== EXERCISE MATERIALS ==
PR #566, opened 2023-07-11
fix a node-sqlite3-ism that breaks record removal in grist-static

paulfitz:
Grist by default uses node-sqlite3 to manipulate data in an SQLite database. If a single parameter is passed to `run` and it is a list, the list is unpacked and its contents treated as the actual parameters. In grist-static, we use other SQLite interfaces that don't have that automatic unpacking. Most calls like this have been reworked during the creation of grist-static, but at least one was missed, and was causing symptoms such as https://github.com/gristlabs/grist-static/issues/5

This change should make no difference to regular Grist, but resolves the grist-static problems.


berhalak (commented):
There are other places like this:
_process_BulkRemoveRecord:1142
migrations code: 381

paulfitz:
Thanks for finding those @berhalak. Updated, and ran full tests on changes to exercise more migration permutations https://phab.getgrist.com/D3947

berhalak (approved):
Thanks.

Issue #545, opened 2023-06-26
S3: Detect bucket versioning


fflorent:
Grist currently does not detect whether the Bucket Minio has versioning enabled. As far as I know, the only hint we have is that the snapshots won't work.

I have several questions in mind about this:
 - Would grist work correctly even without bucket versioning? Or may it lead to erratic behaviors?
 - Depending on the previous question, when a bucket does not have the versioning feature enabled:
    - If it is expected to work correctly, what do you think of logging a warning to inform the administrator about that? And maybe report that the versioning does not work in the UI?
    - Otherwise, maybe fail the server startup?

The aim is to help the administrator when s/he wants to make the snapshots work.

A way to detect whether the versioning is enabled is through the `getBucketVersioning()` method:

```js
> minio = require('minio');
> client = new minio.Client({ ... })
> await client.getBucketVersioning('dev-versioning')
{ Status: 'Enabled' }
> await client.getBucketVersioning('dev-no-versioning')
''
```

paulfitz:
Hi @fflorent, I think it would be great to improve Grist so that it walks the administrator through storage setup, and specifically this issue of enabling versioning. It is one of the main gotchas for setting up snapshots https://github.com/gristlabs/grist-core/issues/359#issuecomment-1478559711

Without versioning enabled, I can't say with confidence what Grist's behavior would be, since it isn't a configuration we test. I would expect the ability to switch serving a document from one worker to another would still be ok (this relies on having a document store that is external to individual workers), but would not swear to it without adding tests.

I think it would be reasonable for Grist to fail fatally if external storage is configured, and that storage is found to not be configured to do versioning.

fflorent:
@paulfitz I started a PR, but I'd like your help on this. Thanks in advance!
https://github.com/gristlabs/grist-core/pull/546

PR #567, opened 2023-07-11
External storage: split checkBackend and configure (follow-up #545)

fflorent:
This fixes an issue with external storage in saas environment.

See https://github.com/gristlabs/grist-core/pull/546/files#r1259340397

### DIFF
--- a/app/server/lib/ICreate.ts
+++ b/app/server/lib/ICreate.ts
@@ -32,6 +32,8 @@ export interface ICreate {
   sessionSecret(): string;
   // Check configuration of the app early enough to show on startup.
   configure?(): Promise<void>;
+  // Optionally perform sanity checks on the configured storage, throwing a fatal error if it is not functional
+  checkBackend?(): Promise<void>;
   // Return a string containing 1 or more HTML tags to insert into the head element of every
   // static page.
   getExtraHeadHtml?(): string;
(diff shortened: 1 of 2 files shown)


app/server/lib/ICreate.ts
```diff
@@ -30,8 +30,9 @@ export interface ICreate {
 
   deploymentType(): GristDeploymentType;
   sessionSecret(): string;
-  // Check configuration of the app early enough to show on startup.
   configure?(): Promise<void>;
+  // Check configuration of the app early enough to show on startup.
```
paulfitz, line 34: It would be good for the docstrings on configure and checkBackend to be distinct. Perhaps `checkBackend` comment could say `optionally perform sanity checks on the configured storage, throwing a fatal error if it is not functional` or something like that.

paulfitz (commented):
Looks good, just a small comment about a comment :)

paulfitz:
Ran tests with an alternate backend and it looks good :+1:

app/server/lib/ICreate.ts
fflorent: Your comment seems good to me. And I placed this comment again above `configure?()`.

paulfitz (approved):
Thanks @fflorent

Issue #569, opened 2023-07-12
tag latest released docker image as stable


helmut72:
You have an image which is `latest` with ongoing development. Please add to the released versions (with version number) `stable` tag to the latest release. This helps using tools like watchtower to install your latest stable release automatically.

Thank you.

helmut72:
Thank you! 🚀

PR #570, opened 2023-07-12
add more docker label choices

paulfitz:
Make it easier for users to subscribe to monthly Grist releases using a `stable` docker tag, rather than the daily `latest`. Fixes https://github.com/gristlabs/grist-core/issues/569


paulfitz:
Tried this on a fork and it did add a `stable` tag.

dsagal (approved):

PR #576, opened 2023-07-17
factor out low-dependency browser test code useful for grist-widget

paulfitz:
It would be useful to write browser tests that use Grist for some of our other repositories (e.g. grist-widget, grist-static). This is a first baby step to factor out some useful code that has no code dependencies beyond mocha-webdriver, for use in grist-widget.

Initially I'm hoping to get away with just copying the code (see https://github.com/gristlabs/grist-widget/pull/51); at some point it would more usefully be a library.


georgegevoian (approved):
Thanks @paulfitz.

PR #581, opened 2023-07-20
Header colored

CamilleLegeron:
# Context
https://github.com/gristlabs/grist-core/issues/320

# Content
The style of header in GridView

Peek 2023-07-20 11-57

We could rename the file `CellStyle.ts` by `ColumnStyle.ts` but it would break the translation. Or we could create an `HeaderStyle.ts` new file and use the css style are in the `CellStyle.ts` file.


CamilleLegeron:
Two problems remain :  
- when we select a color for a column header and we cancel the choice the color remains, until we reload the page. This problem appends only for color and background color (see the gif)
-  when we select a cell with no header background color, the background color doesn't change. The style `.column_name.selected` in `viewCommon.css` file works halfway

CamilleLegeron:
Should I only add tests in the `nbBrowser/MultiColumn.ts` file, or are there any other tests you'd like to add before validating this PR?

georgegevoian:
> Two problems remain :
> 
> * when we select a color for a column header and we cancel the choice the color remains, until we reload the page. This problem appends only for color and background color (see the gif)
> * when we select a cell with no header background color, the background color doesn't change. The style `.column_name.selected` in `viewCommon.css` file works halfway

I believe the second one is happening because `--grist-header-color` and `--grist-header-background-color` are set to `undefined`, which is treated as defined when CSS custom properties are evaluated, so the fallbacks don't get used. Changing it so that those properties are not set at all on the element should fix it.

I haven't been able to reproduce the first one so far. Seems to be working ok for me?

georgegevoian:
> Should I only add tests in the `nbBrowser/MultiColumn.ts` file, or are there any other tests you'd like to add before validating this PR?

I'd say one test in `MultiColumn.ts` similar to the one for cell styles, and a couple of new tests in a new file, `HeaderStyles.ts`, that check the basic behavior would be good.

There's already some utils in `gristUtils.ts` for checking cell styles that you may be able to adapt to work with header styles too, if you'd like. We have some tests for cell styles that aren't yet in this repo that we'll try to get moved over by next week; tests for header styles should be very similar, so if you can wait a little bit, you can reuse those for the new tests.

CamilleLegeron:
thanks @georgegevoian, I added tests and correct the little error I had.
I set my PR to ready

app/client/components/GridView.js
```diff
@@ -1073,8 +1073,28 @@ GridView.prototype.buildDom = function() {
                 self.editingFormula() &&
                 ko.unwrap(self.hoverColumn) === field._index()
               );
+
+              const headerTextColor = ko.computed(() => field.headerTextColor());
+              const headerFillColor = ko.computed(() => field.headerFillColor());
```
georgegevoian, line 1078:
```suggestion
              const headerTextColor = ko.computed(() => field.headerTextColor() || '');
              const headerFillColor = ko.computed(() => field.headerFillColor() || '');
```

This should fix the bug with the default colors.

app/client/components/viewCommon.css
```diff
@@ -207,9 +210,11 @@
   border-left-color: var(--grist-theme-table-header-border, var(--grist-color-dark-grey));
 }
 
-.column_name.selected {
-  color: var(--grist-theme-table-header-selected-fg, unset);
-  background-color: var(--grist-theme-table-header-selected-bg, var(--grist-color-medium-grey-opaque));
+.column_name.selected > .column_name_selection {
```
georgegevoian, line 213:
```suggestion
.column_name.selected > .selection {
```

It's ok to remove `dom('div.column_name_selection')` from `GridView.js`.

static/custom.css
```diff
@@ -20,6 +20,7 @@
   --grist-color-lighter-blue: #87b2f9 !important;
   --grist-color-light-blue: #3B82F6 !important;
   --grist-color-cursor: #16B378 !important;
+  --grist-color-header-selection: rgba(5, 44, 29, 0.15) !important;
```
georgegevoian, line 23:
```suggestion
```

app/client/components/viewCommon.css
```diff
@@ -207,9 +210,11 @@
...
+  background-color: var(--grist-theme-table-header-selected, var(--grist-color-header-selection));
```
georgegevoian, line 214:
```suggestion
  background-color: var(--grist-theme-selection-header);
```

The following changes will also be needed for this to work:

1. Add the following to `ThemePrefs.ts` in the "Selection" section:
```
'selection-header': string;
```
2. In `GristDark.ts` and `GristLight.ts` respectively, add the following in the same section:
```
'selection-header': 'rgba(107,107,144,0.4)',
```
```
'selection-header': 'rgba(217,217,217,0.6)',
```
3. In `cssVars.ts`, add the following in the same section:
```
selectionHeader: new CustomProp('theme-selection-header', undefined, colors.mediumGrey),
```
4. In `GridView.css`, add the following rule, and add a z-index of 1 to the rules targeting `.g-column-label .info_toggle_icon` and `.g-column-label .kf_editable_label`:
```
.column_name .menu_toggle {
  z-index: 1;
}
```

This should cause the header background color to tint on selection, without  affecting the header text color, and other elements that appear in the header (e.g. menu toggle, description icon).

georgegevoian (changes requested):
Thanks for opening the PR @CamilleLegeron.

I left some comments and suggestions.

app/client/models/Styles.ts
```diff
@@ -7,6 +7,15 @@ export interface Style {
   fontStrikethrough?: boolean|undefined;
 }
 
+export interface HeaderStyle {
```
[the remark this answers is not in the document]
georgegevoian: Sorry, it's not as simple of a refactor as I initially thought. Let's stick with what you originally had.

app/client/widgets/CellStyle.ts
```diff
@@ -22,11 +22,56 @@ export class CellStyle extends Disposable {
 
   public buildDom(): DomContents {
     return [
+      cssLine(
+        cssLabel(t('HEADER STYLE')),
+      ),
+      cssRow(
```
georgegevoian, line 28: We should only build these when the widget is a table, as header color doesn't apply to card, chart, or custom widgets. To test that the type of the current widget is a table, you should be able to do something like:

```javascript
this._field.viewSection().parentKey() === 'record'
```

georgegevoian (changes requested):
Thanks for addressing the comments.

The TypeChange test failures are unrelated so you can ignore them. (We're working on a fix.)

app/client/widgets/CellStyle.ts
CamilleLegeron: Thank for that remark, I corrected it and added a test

== ACTION ITEM ==
Each line of the data that includes "enough" should be copied.

== WRITTEN SOLUTION ==
   // Check configuration of the app early enough to show on startup.
-  // Check configuration of the app early enough to show on startup.
+  // Check configuration of the app early enough to show on startup.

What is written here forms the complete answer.